=== Data for the task ===
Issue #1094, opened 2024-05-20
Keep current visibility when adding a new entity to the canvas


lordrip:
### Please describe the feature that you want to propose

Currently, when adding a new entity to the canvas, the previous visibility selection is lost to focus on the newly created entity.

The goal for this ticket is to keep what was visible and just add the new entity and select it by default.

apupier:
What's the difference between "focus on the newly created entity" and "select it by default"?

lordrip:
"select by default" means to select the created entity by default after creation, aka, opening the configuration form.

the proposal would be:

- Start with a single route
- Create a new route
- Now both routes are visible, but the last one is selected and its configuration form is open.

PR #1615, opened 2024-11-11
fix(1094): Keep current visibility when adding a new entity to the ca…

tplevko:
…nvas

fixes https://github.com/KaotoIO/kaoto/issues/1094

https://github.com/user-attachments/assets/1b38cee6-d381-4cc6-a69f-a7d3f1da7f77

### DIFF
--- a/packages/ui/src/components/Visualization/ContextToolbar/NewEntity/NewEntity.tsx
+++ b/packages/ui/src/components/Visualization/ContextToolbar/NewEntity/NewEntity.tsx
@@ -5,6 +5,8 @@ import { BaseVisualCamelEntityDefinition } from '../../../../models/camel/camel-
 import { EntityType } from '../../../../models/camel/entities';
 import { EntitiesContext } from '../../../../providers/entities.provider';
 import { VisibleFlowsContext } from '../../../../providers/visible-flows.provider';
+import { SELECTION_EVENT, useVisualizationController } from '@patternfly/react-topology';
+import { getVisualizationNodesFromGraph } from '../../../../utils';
===
=== Data for the task ===
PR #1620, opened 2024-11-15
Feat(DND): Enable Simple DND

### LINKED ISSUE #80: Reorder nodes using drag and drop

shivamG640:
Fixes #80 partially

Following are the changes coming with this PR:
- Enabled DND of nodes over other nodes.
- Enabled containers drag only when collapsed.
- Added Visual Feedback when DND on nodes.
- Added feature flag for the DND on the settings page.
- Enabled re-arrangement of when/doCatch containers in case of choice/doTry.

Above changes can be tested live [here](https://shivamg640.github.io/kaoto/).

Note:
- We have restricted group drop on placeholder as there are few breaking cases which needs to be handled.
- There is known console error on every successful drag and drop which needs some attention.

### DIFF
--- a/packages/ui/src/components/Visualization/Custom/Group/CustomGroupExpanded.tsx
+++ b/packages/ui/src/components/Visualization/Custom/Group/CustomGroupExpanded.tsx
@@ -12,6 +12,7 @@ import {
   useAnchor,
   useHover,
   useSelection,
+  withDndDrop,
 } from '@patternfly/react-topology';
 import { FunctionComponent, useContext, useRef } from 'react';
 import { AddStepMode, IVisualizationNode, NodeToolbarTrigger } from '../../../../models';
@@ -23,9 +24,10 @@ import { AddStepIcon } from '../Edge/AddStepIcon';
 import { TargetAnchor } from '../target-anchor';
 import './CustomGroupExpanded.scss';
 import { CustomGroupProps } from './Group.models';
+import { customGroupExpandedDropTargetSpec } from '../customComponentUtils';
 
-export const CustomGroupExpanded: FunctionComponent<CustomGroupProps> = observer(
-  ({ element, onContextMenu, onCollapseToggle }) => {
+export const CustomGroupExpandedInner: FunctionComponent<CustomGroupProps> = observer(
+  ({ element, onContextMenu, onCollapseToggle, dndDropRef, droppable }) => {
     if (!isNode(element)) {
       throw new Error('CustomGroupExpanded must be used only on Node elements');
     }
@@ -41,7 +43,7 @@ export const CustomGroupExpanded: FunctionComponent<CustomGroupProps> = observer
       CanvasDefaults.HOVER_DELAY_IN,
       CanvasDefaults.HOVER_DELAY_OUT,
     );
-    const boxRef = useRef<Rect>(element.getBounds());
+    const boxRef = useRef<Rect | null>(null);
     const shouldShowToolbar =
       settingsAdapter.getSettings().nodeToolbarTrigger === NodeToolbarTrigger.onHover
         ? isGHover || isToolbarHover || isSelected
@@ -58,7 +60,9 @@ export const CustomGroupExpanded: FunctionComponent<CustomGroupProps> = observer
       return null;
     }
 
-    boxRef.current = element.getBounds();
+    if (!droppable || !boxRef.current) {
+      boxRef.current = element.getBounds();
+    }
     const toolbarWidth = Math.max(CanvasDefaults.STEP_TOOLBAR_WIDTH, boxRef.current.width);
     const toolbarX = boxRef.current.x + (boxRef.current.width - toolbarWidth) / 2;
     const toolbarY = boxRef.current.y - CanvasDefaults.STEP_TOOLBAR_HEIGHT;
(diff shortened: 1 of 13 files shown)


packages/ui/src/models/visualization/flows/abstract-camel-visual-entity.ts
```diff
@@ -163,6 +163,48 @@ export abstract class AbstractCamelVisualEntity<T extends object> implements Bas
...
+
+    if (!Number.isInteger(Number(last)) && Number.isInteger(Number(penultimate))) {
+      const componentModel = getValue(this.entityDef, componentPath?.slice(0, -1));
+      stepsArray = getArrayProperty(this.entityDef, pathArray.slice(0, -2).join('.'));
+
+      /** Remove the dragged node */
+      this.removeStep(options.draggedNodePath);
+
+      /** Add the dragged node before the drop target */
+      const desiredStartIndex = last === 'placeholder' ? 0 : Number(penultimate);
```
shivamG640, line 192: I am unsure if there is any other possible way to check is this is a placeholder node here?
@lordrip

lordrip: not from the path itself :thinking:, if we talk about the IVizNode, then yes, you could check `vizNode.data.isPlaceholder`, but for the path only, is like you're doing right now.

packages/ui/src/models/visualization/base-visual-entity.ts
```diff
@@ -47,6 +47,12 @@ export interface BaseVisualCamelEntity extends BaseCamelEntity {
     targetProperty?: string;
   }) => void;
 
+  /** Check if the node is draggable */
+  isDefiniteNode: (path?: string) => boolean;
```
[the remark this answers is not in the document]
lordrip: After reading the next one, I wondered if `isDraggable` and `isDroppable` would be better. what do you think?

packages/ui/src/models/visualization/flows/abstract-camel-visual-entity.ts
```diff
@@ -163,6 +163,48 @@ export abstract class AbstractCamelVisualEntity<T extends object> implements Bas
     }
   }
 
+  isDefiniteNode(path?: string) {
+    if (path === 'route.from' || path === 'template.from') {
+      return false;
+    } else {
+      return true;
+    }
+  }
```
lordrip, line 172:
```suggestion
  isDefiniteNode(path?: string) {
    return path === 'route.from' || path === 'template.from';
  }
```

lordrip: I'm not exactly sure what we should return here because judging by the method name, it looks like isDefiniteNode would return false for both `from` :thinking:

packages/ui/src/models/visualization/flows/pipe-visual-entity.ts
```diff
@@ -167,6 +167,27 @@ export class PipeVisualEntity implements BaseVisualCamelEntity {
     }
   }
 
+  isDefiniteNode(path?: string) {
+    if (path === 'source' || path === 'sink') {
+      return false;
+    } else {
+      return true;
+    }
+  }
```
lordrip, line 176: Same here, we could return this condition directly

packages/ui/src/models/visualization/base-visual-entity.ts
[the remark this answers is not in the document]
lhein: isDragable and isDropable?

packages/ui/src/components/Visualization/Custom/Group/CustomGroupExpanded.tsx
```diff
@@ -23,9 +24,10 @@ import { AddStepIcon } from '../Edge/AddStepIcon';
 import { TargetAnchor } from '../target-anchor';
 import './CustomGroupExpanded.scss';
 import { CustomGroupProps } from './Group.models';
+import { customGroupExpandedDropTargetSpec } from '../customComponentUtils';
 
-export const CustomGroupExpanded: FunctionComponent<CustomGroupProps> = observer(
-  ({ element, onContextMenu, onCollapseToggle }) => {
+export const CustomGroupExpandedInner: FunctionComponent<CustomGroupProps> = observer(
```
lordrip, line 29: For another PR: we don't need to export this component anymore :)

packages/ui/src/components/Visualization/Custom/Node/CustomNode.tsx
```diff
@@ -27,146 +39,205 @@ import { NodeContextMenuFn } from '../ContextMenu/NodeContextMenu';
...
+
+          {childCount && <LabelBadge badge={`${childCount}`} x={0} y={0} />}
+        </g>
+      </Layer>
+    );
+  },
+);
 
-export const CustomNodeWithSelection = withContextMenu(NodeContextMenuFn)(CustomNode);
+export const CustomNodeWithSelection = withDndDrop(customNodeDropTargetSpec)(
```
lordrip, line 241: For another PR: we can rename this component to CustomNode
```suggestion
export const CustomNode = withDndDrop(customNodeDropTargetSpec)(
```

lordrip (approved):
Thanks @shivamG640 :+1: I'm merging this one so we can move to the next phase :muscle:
===
What the exercise asks ->
Extract exactly and only the lines above from the line containing "Issue #1094, opened 2024-05-20" through the line containing "fixes https://github.com/KaotoIO/kaoto/issues/1094", both end lines included.

Response below ->
Issue #1094, opened 2024-05-20
Keep current visibility when adding a new entity to the canvas


lordrip:
### Please describe the feature that you want to propose

Currently, when adding a new entity to the canvas, the previous visibility selection is lost to focus on the newly created entity.

The goal for this ticket is to keep what was visible and just add the new entity and select it by default.

apupier:
What's the difference between "focus on the newly created entity" and "select it by default"?

lordrip:
"select by default" means to select the created entity by default after creation, aka, opening the configuration form.

the proposal would be:

- Start with a single route
- Create a new route
- Now both routes are visible, but the last one is selected and its configuration form is open.

PR #1615, opened 2024-11-11
fix(1094): Keep current visibility when adding a new entity to the ca…

tplevko:
…nvas

fixes https://github.com/KaotoIO/kaoto/issues/1094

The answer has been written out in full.